ブリコンのお話もついに第4回になるが、ここからは特徴ごとに魅力的なブリコン達をいくつかのグループに分けて紹介していきたい。

 初回となる今回は『ドラド系のブリコン』を紹介したい。まず、実を言うとドラド系ブリコンなどという概念は魚類学にも熱帯魚界隈にも存在しない。何故なら今私が作った言葉であるからだ。

 それでは私がどのような魚をこのグループに想定しているのか、というと、いわゆるドラドカラシン(Salminus)を思わせるような、低い体高と尖った頭を持つブリコン達である。私が彼らをドラド系と名付けたのにはもう一つ理由があり、彼らは〇〇ドラドとして時にはドラドカラシンの一種として流通するためである。

 近縁なBryconとSalminusの2属だが、その違いについてよく、『草食のブリコン、肉食のドラド』などと言うことがある。実際ブリコンは水草や木の実、飼育下では葉野菜なども好んで食べる。しかし、草食というのは言い過ぎであり、多くのブリコンは小魚も好んで捕食する。この肉食性にはブリコン属内で種ごとに大きな差があり、有名なピラプタンガなどは草食性の高いものと思われる。一方、ピラプタンガの丸い顔とは対照的な尖った顔と裂けた口を持つブリコンも存在し、彼らは強い魚食性を持つと思われる。そのようなものを、私はドラド系ブリコンと呼びたい。まあ、私がニュータイガードラドにバナナを与えてみたところ普通に食べていたので所詮ブリコン、といった感じだが…

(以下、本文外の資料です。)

PR #431, opened 2020-01-13
Use mean gain values rather than gain reffiles

bhilbert4:
This PR addresses issues brought up in #429 

I have updated the code to use mean gain values rather than gain reference files. The binned gain reference files were causing discontinuities in images after multiplying by the gain. This was seen in NIRISS and also possibly in NIRCam WFSS observations.

Changes have not yet been made for the NIRISS occulting spots...


bhilbert4:
@KevinVolkSTScI, I'm making updates now to multiply the seed image by the flat field. For WFSS mode, do we want to multiply the direct seed image by the flat field before dispersing? That seems backwards for features other than the occulting spots in the flat field file, right? I would think that ideally Mirage should take the direct seed image, add in the effects of the occulting spots, disperse the seed image, and then multiply by the flat field (excluding occulting spots). 

Also, the occulting spots are visible in the WFSS background file. Does this mean we don't need to multiply the background image by the flat field?

KevinVolkSTScI:
The WFSS background images have the effect of the spots in them and one does not need to (and in fact definitely should not) multiply by the flat field image.  For NIRISS WFSS we do not have monochromatic grism flats, which we should have done if we had been able to find the time prior to delivery of the instrument, and the grism flats are just "patched" versions of the imaging flats where the obvious POM features including the occulting spots have been patched over.  The hope is that the flat will allow for the pixel to pixel variations properly.  It is not going to work for the distortion effects from the grism, or the illumination variations across the detector in the dispersed images.  That is going to be a limitation on the data reduction for WFSS mode.
  For imaging mode one wants to multiply by something like the filter flat field image.  One actually wants only the POM part of the flat field structure, not the detector pixel part of the flat field image, for the seed image to be dispersed.  That will put the spots in the right places (more or less...there are some subtle issues in the predicted dispersed background compared to the observed one, but in general they are similar).  But, we do not have a good way to separate out the detector part from the POM part of the flats, so we just have to live with imprinting some of the detector structure (i.e. the cross-hatching) onto the dispersed images.  If it is just imaging the full flat field can be used because there is no offset of light from one area of the detector to another as in the grism cases.

bhilbert4:
@volk, @NorPirzkal ok, I'm going to proceed with slightly different methods for NIRCam and NIRISS. Let me know if this sounds ok.

Imaging mode: same for both instruments. The flat field will be multiplied into the seed image, which includes all sources and the background.

WFSS mode:
NIRISS: 
- Multiply the flat field into the seed image when it contains the sources only (no background).
- Disperse, and add in background from background file
- No flat field applied after dispersion

NIRCam:
- Do not multiply flat into the direct seed image
- Create background image from input spectrum
- Disperse, and add background
- Multiply flat field into dispersed seed image

KevinVolkSTScI:
We have to see what the results look like, but that should work for NIRISS.

NorPirzkal:
I would like all of us to specifically call the pixel to pixel flat-field, a pflat. There is a need to also have an illumination flat-field, which has nothing to do with the detector. I discussed with with Bryan and think that we need to allow for a pflat to be applied after the dispersion is performed. Optics issues such as coronagraph support is something that affect what the grisms sees and can be also approximated by a “flat-field”. In this case it is more like a 2D transmission filter but it is essentially another image we multiply by at some stage. That stage should be before we disperse anything and it should be applied to any seed image where such an effect needs to be taken into account.
Mirage therefore should have both options available, but let’s be careful to not confused pflat with things like gain corrections and transmissions.

On Jan 21, 2020, at 4:26 PM, Bryan Hilbert <notifications@github.com<mailto:notifications@github.com>> wrote:


@volk<https://github.com/volk>, @NorPirzkal<https://github.com/NorPirzkal> ok, I'm going to proceed with slightly different methods for NIRCam and NIRISS. Let me know if this sounds ok.

Imaging mode: same for both instruments. The flat field will be multiplied into the seed image, which includes all sources and the background.

WFSS mode:
NIRISS:

  *   Multiply the flat field into the seed image when it contains the sources only (no background).
  *   Disperse, and add in background from background file
  *   No flat field applied after dispersion

NIRCam:

  *   Do not multiply flat into the direct seed image
  *   Create background image from input spectrum
  *   Disperse, and add background
  *   Multiply flat field into dispersed seed image

bhilbert4:
pflat definitely needs to be multiplied in to the data, since one of the pipeline steps divides the data by the pflat. 

Anyway, given the looming deadline, I'm going to fit in these changes in probably a less-than-optimal way. But I do like the idea of going to a model that has separate pflat and lflat options eventually, assuming that there will be a need for it at some point (i.e. no one has lflats at the moment).

KevinVolkSTScI:
Hi Nor,

  Yes I agree with the terminology.  However the pipeline currently has no mechanism for distinguishing the two flats, and for NIRISS imaging we only have the combined flat including both components so we are somewhat hampered in such discussions.  Originally I was arguing that the pipeline should have the separate pixel flats and illumination flats as inputs to be applied, but this was not adopted and there is only the one combined flat field image used.  One can of course have both types in Mirage where needed.  One also has the problem of separating the pixel area effects from the pixel to pixel detector variations and from the illumination changes.  All of these are in the “flat field” images used by NIRISS even though each of these is from a different cause.

Kevin

NorPirzkal:
I think that we should not be limiting  ourselves by the pipeline design. I would like to see Mirage being able to generate as good of a simulatikn of every effects we might encounter. Whether the pipeline handles it properly is another matter and being able to see how well the pipeline can approximate things, or fail, is the best way to move forward.

Sent from my iPhone

On Jan 21, 2020, at 17:55, Kevin Volk <notifications@github.com> wrote:

﻿Hi Nor,

Yes I agree with the terminology. However the pipeline currently has no mechanism for distinguishing the two flats, and for NIRISS imaging we only have the combined flat including both components so we are somewhat hampered in such discussions. Originally I was arguing that the pipeline should have the separate pixel flats and illumination flats as inputs to be applied, but this was not adopted and there is only the one combined flat field image used. One can of course have both types in Mirage where needed. One also has the problem of separating the pixel area effects from the pixel to pixel detector variations and from the illumination changes. All of these are in the “flat field” images used by NIRISS even though each of these is from a different cause.

Kevin

bhilbert4:
Oops. After all this, I accidentally put the flat field updates into #430 rather than here. 

This PR contains only the update to use mean gain values rather than gain images.
Resolves #429

PR #433, opened 2020-01-14
Besancon catalog function updates

### LINKED ISSUE #427: Update Besancon-related code
The team that maintains the Besancon model have significantly changed the way that users run the model and get their results. Basically, astroquery is broken (I reported this to them several months ago). With the updated model interface, a user must:

1) create an account on https://model.obs-besancon.fr/modele_home.php
2) log in and either populate a webform by hand, or download the python script created by the team and call that from the command line.
3) When the results are ready, you get an email with a link to an ftp site from which you can get the table of your results

I could conceivably create a modified version of their python program that would allow users to submit their query programmatically, but I don't see a way around having to click the ftp link in the email and download the results. 

So, I think the Besancon-related code in Mirage should be updated such that it takes a user-provided catalog conforming to the format of the table retrieved from the ftp site. From that point on, I don't think Mirage will need any changes. In this way, if Mirage users have some other method of creating or obtaining a table of stars with V, V-J, V-K, etc, they can still use the Besancon-related code in Mirage to turn that table into a Mirage-formatted catalog with source magnitudes that have been converted to the JWST filters of interest.

bhilbert4:
The manner in which the Besancon model is queried has recently changed. The query via astroquery is broken. Users must now get an account at https://model.obs-besancon.fr/modele_home.php. Queries are now done using a client provided by the group that maintains the model. The query is sent to the server, which then sends the user an email when the results are ready. The user must then download the results using an ftp link in th email.

I have adjusted the Besancon-related functions in create_catalog.py to deal with this new workflow. The functions have been made a little more general, such that a Mirage user can now translate any catalog with source VJHK magnitudes into JWST filter-based magnitudes. The catalog need not be from the Besancon model. 

The besancon() function is now a wrapper around the call to the command-line tool written by the Besancon model team.

I have also modified the match_model_magnitudes() function to use array-based calculations, which has sped up the conversion from VJHK to JWST magnitudes by a factor of several hundred.

Still to do: 
Include the Besancon client tool in the repo, for convenience.
Modify functions that combine Besancon catalogs with catalogs from other sources.
Update the appropriate notebook 

resolves #427


bhilbert4:
Also, in the read_standard_magnitudes() function of create_catalog.py, there is a list of standard_filters. The second and third entries in that list are both ‘Johnson H’. The first of these should probably be ‘Johnson J’. Kevin will confirm.

bhilbert4:
Comparison of the filter list in `read_standard_magnitudes()` with that in config/magslist_bosz_normal_mirage.new shows that the first of the two "Johnson H" values should indeed be "Johnson J". I have fixed this.

bhilbert4:
The latest commits have taken care of everything on the 'to do' list. The updated notebook is functioning correctly.

PR #434, opened 2020-01-17
Update for pip install

bhilbert4:
This PR makes adjustments to setup.py to support installing Mirage from Pypi. Entries from environment.yml have been copied into `install_requires` within setup.py. 

Documentation on installing Mirage has been updated to describe how to install from Pypi, as well as how developers can get the latest development version (by cloning and installing).


bhilbert4:
Add ipython and notebooks to the environment.

PR #444, opened 2020-01-29
Small but important bugfixes

bhilbert4:
The TSO simulator notebook was missing an import statement for the recently added MEAN_GAIN_VALUES. This PR adds that import statement. 
 
It also removes an unused line from the TSO example notebook that was causing the `multi_spec_plot` function to crash. Not sure how these problems made it through, since I ran the notebook so recently.


bhilbert4:
Add a missing "self." in front of `add_segmentation_image` for extended objects so that the segmentation image is correctly updated.

bhilbert4:
Resolves #445

PR #296, opened 2024-09-13
feat: add filters to megaquery

loadez:


WilsonNet (approved):
looks good, haven't put too much hard thinking in the logic yet, we will need to do that by monday

PR #308, opened 2024-09-16
feat(dashboard): adding tz offset to dates

### LINKED ISSUE #305: Datetime: format all datetimes using timezone info

lucasbracher:
Adds timezone offset to dates at main page and other places:

| Before | After |
|--------|--------|
| Screenshot from 2024-09-16 11-21-15 | image | 

Closes #305

### DIFF
--- a/dashboard/src/components/Accordion/Accordion.tsx
+++ b/dashboard/src/components/Accordion/Accordion.tsx
@@ -28,6 +28,8 @@ import {
   CollapsibleTrigger,
 } from '@/components/ui/collapsible';
 
+import { TooltipDateTime } from '@/components/TooltipDateTime';
+
 import AccordionBuildContent from './BuildAccordionContent';
 
 export interface IAccordion {
@@ -165,7 +167,18 @@ const AccordionBuildsTrigger = ({
     <>
       <TableCell>{triggerInfo.config}</TableCell>
       <TableCell>{triggerInfo.compiler}</TableCell>
-      <TableCell>{triggerInfo.date}</TableCell>
+      <TableCell>
+        {triggerInfo.date ? (
+          <TooltipDateTime
+            dateTime={triggerInfo.date}
+            lineBreak={true}
+            showLabelTime={true}
+            showLabelTZ={true}
+          />
+        ) : (
+          '-'
+        )}
+      </TableCell>
       <TableCell>
         <ColoredCircle
           className="max-w-6"
@@ -255,7 +268,14 @@ const TestTableRow = ({ test, onClick }: ITestTableRow): JSX.Element => {
     >
       <TableCell>{test.path}</TableCell>
       <TableCell>{test.status}</TableCell>
-      <TableCell>{test.start_time ?? '-'}</TableCell>
+      <TableCell>
+        <TooltipDateTime
+          dateTime={test.start_time}
+          lineBreak={true}
+          showLabelTime={true}
+          showLabelTZ={true}
+        />
+      </TableCell>
       <TableCell>{test.duration ?? '-'}</TableCell>
       <TableCell>
         <ChevronRightAnimate />
--- a/dashboard/src/components/TooltipDateTime/TooltipDateTime.tsx
+++ b/dashboard/src/components/TooltipDateTime/TooltipDateTime.tsx
@@ -1,0 +1,56 @@
+import { format, isValid } from 'date-fns';
+
+import { Tooltip, TooltipContent, TooltipTrigger } from '@/components/Tooltip';
+import { getDateOffset } from '@/utils/utils';
+
+type TooltipDateTimeProps = {
+  dateTime: string;
+  dateFormat?: string;
+  timeFormat?: string;
+  lineBreak?: boolean;
+  showLabelTime?: boolean;
+  showLabelTZ?: boolean;
+  showTooltip?: boolean;
+};
+
+const TooltipDateTime = ({
+  dateTime,
+  dateFormat,
+  timeFormat,
+  lineBreak = true,
+  showLabelTime,
+  showLabelTZ = false,
+  showTooltip = true,
+}: TooltipDateTimeProps): JSX.Element => {
+  const dateObj = new Date(dateTime);
+  if (!isValid(dateObj)) return <div>-</div>;
+
+  const date = dateFormat
+    ? format(dateObj, dateFormat)
+    : dateObj.toLocaleDateString();
+  const time = timeFormat
+    ? format(dateObj, timeFormat)
+    : dateObj.toLocaleTimeString();
+  const tz = getDateOffset(dateObj);
+
+  return (
+    <Tooltip>
+      <TooltipTrigger>
+        <div>
+          {date} {showLabelTime ? time : ''} {showLabelTZ ? tz : ''}
+        </div>
+      </TooltipTrigger>
+      {showTooltip && (
+        <TooltipContent>
+          <div className="text-center">
+            {date}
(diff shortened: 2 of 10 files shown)


dashboard/src/components/TooltipDateTime/TooltipDateTime.tsx
```diff
@@ -0,0 +1,62 @@
...
+  dateFormat,
+  timeFormat,
+  lineBreak,
+  showTime,
+  showTZ,
+}: TooltipDateTimeProps): JSX.Element => {
+  let dateObj: Date;
+
+  if (!dateTime) {
+    dateObj = new Date();
```
WilsonNet, line 28: this is a violation of the rules of react, it will make the component impure

https://react.dev/reference/rules

https://react.dev/reference/react/PureComponent

https://react.dev/learn/keeping-components-pure


you need to initiate this date inside a set state    `useState(date ?? new Date())`

WilsonNet: also this is mislieading, this component should always receive a datetime, it is not this components responsability to create a datetime

imagine if it is `undefined` in the database, it will just create a misleading datetime here

dashboard/src/components/TooltipDateTime/TooltipDateTime.tsx
```diff
@@ -0,0 +1,62 @@
+import { format } from 'date-fns';
+
+import { Tooltip, TooltipContent, TooltipTrigger } from '@/components/Tooltip';
+import { getDateOffset } from '@/utils/utils';
+
+type TooltipDateTimeProps = {
+  dateTime?: Date | string;
```
WilsonNet, line 7: this is not optional

dashboard/src/components/TooltipDateTime/TooltipDateTime.tsx
lfjnascimento: I don't understand the logic here. If you don't receive a dateTime, will you use today as the date?

lfjnascimento: IMO we have two better approaches in a situation that we need to do something like:
`const [currentDateTime, ] = useState<Date>(date ?? new Date())`

1. `useMemo` with an empty deps array:
`const currentDateTime = useMemo(()=> new Date(), [])`

2. `useRef` with initial value
`const currentDateTime = useRef(new Date())`

dashboard/src/components/TooltipDateTime/TooltipDateTime.tsx
```diff
@@ -0,0 +1,64 @@
...
+}: TooltipDateTimeProps): JSX.Element => {
+  const dateObj = new Date(dateTime);
+
+  let date = dateFormat
+    ? format(dateObj, dateFormat)
+    : dateObj.toLocaleDateString();
+  let time = timeFormat
+    ? format(dateObj, timeFormat)
+    : dateObj.toLocaleTimeString();
+  let tz = getDateOffset(dateObj);
```
WilsonNet, line 35: you are not redefining `tz` here so it should be const

tip: always use `const` for variable, if there is a moment that you need to redefine, change it to let when that moment arrives

dashboard/src/components/TooltipDateTime/TooltipDateTime.tsx
```diff
@@ -0,0 +1,64 @@
...
+        ''
+      ) : (
+        <TooltipContent>
+          <div className="text-center">
+            {date}
+            {lineBreak ? <br /> : ' '}
+            {time} {timeFormat && dateFormat ? '' : tz}
+          </div>
+        </TooltipContent>
+      )}
```
WilsonNet, line 59: In react it is common to use short circuit with the `and` operator (`&&`), it is also possible to use with `or` but that is not common

`showTootltip && (component)` 

https://react.dev/learn/conditional-rendering

dashboard/src/components/Accordion/Accordion.tsx
```diff
@@ -165,7 +167,14 @@ const AccordionBuildsTrigger = ({
     <>
       <TableCell>{triggerInfo.config}</TableCell>
       <TableCell>{triggerInfo.compiler}</TableCell>
-      <TableCell>{triggerInfo.date}</TableCell>
+      <TableCell>
+        <TooltipDateTime
+          dateTime={triggerInfo.date || ''}
```
WilsonNet, line 172: it shouldn't pass an empty string if there is no date
it should just not render the component
otherwise, it will get an Invalid Date

dashboard/src/components/TooltipDateTime/TooltipDateTime.tsx
```diff
@@ -0,0 +1,61 @@
+import { format } from 'date-fns';
+
+import { Tooltip, TooltipContent, TooltipTrigger } from '@/components/Tooltip';
+import { getDateOffset } from '@/utils/utils';
+
+type TooltipDateTimeProps = {
+  dateTime: string;
+  forceNoDate?: boolean;
```
WilsonNet, line 8: you defined this prop but didn't use in a single place, please YAGNI it

dashboard/src/pages/TreeDetails/Tabs/Build/BuildTab.tsx
```diff
@@ -156,7 +156,7 @@ const BuildTab = ({ treeDetailsData }: BuildTab): JSX.Element => {
       ) : (
         '-'
       ),
-      date: row.date?.split('T')[0],
+      date: row.date ?? '-',
```
WilsonNet, line 159: same issue here, you are paassing an invalid date that is tricking the typing because it is using a string instead of a valid timestamp  `new Date('-')' will return `Invalid Date`

dashboard/src/components/TooltipDateTime/TooltipDateTime.tsx
```diff
@@ -0,0 +1,55 @@
...
+const TooltipDateTime = ({
+  dateTime,
+  dateFormat,
+  timeFormat,
+  lineBreak,
+  showLabelTime,
+  showLabelTZ,
+  showTooltip,
+}: TooltipDateTimeProps): JSX.Element => {
+  const dateObj = new Date(dateTime);
```
WilsonNet, line 25: not all strings are valid datetime, so please validate the string and if it is not a valid datetime, return something like `<div> - </div>`

WilsonNet: if you do this you can make it accept `dateTime?:string` again since there will be an internal validation

WilsonNet (approved):
nice job

dashboard/src/components/TooltipDateTime/TooltipDateTime.tsx
```diff
@@ -0,0 +1,56 @@
...
+};
+
+const TooltipDateTime = ({
+  dateTime,
+  dateFormat,
+  timeFormat,
+  lineBreak,
+  showLabelTime,
+  showLabelTZ,
+  showTooltip,
```
lfjnascimento, line 23: The majority of the use will be with `lineBreak`, `showLabelTZ` and `showTooltip` so we can let this values as `true` by default

```suggestion
  lineBreak,
  showLabelTime,
  showLabelTZ,
  showTooltip,
```

```suggestion
  lineBreak = true,
  showLabelTime,
  showLabelTZ = true,
  showTooltip = true,
```
and then just use 
```
<TooltipDateTime dateTime={test.startTime} />
```

lfjnascimento (approved):

PR #310, opened 2024-09-16
fix: test path was being used as test id

lfjnascimento:
Fix: The test tab was using` test.path` to navigate to TestDetails when it should have been using `test.id`

| Before | After |
|--------|--------|
| image | image |


WilsonNet (approved):
looks good

loadez (approved):

Issue #301, opened 2024-09-16
Add query level caching


joaobertacchi:
Add cache to queries that all the data needed for the filtering is available from the first query.

PR #311, opened 2024-09-16
feat: add query level cache logic

loadez:
Creates the basic logic for caching database queries, currently it will only be applied to the slowest query.

Test by going to a tree details page and filtering the tests or boots tabs, the first load should be normal but any other filtering by status should be faster.

Closes: #301

### DIFF
--- a/backend/kernelCI/settings.py
+++ b/backend/kernelCI/settings.py
@@ -196,7 +196,7 @@ MIGRATION_MODULES = DisableMigrations()
 
 CORS_ALLOW_ALL_ORIGINS = False
 
-CACHE_TIMEOUT = int(get_json_env_var("CACHE_TIMEOUT", "600"))
+CACHE_TIMEOUT = int(get_json_env_var("CACHE_TIMEOUT", "180"))
 
 if DEBUG:
     CORS_ALLOWED_ORIGIN_REGEXES = [
--- a/backend/kernelCI_app/cache.py
+++ b/backend/kernelCI_app/cache.py
@@ -1,0 +1,83 @@
+from django.core.cache import cache
+from django.db import connection
+from threading import Thread
+from django.conf import settings
+
+NOTIFY_CHANNEL = "teste"
+timeout = settings.CACHE_TIMEOUT
+
+__commit_lookup = {}
+__build_lookup = {}
+__test_lookup = {}
+
+
+def __createCacheParamsHash(params: dict):
+    params_list = list(params.items())
+    params_list.sort(key=lambda x: x[0])
+    params_string = ",".join([str(i[1]) for i in params_list])
+    return hash(params_string)
+
+
+def setQueryCache(key, params, rows, commit_hash=None, build_id=None, test_id=None,
+                  timeout=timeout):
+    params_hash = __createCacheParamsHash(params)
+    hash_key = "%s-%s" % (key, params_hash)
+
+    __addToLookup(hash_key, commit_hash, __commit_lookup)
+    __addToLookup(hash_key, build_id, __build_lookup)
+    __addToLookup(hash_key, test_id, __test_lookup)
+
+    return cache.set(hash_key, rows, timeout)
+
+
+def getQueryCache(key, params: dict):
+    params_hash = __createCacheParamsHash(params)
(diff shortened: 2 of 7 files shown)


backend/kernelCI_app/utils.py
```diff
@@ -1,10 +1,29 @@
 import json
 from typing import Union
 from django.utils import timezone
+from django.core.cache import cache
 from datetime import timedelta
 import re
 
 DEFAULT_QUERY_TIME_INTERVAL = {'days': 7}
+DEFAULT_QUERY_CACHE = 180
```
lfjnascimento, line 9: this should be an env var right?

lfjnascimento (approved):
Big win, working beautifully!

backend/kernelCI_app/utils.py
WilsonNet: I think in debug this should be 0 also

backend/kernelCI_app/cache.py
```diff
@@ -0,0 +1,83 @@
...
+    __addToLookup(hash_key, commit_hash, __commit_lookup)
+    __addToLookup(hash_key, build_id, __build_lookup)
+    __addToLookup(hash_key, test_id, __test_lookup)
+
+    return cache.set(hash_key, rows, timeout)
+
+
+def getQueryCache(key, params: dict):
+    params_hash = __createCacheParamsHash(params)
+    return cache.get("%s-%s" % (key, hash(params_hash)))
```
WilsonNet, line 35: you are already hashing the params in `__createCacheParamsHash`

backend/kernelCI_app/cache.py
```diff
@@ -0,0 +1,83 @@
...
+    params_list = list(params.items())
+    params_list.sort(key=lambda x: x[0])
+    params_string = ",".join([i[1] for i in params_list])
+    return hash(params_string)
+
+
+def setQueryCache(key, params, rows, commit_hash=None, build_id=None, test_id=None,
+                  timeout=DEFAULT_QUERY_CACHE):
+    params_hash = __createCacheParamsHash(params)
+    hash_key = "%s-%s" % (key, hash(params_hash))
```
WilsonNet, line 24: ditto about params already being hashed in createCacheParamsHash

backend/kernelCI_app/cache.py
```diff
@@ -0,0 +1,83 @@
...
+
+    __addToLookup(hash_key, commit_hash, __commit_lookup)
+    __addToLookup(hash_key, build_id, __build_lookup)
+    __addToLookup(hash_key, test_id, __test_lookup)
```
WilsonNet, line 28: this seems like a modular utility for caching function but this section is making it specific to the tests/boots, at least add a todo here

backend/kernelCI_app/cache.py
```diff
@@ -0,0 +1,83 @@
...
+        with connection.cursor() as c:
+            c.execute("LISTEN %s" % NOTIFY_CHANNEL)
+            for n in c.connection.notifies():
+                if n.channel == NOTIFY_CHANNEL:
+                    __processUpdate(n.payload)
+    except Exception as ex:
+        print(ex)
+
+
+def __addToLookup(key, value, lookup):
```
WilsonNet, line 78: what is the purpose for this lookup, it is being added but never read

WilsonNet, line 78: these names are a little confusing

maybe this could be `cacheKey` and instead of `value` it could be `specificPropertyKey` 
because the value is being used as the key

WilsonNet (approved):
looks good

backend/kernelCI/settings.py
```diff
@@ -206,7 +206,7 @@ def __getitem__(self, item):
     CSRF_COOKIE_SECURE = False
     SECURE_SSL_REDIRECT = False
     SECURE_HSTS_SECONDS = 3600
-    CACHE_TIMEOUT = 0
+    CACHE_TIMEOUT = 60
```
WilsonNet, line 209: I think we want debug without cache as the default behaior, otherwise it get's annoying to develop since every change will take one minute to reflect

WilsonNet (approved):

PR #319, opened 2024-09-18
feat(dashboard): lighter red for 0 errors

### LINKED ISSUE #316: Use lighter color for zero'ed circle statuses

lucasbracher:
Improves visibility of zeroed errors.

| Before | After |
|--------|--------|
| image | image |

Closes #316

### DIFF
--- a/dashboard/src/components/ColoredCircle/ColoredCircle.tsx
+++ b/dashboard/src/components/ColoredCircle/ColoredCircle.tsx
@@ -47,6 +47,12 @@ const ColoredCircle = ({
           'inline-flex h-6 w-fit min-w-6 items-center justify-center rounded-full px-2 text-sm text-black',
           className,
           backgroundClassName,
+          {
+            ['bg-opacity-20']:
+              quantity == 0 &&
+              (tooltipText == 'global.failed' ||
+                tooltipText == 'global.inconclusive'),
+          },
         )}
       >
         {quantity}


dashboard/src/components/ColoredCircle/ColoredCircle.tsx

 さて、このタイプのブリコンはここ数年入荷がない。つい最近おっ?と思うような物が来ていたが、1匹のみの入荷でさらに通販に出る前に売約されていたため、未入手である…

このタイプに含まれるブリコンの流通名として私が確認しているものは、ニュータイガードラド、キングドラドフィッシュ(⁈)、スピンドルドラードなどである。ただ、スピンドルドラードはドラドとして流通したためここにまとめたが、魚食系ブリコンでないのでこのグループで良いのか微妙ではある。加えて、もう一つ言っておくとタイガードラドという名前で流通する魚にはオリゴサルクス属のものもあり、ブリコン属のものはエクアドルからくるニュータイガー名義のもののみである点である。

このうち、おそらくニュータイガードラドはエクアドルに分布する顔尖りブリコン3種であるBrycon alburnus、B. dentex 、B. atrocaudatus周りの種であり、スピンドルドラードはBrycon nattereri類似種ではないかと思う。なおニュータイガー3種は臀鰭条数で明確に見分けられるので、気になる人は数えてみると良い。キングドラドフィッシュに関しては、分布域における類似種を見つけられなかった。以下は筆者が以前飼育していたB. alburnusと思われる個体である。他2種は、私はあいにく画像を持ち合わせないため、検索していただきたい。共にスレンダーで美しいブリコンたちである。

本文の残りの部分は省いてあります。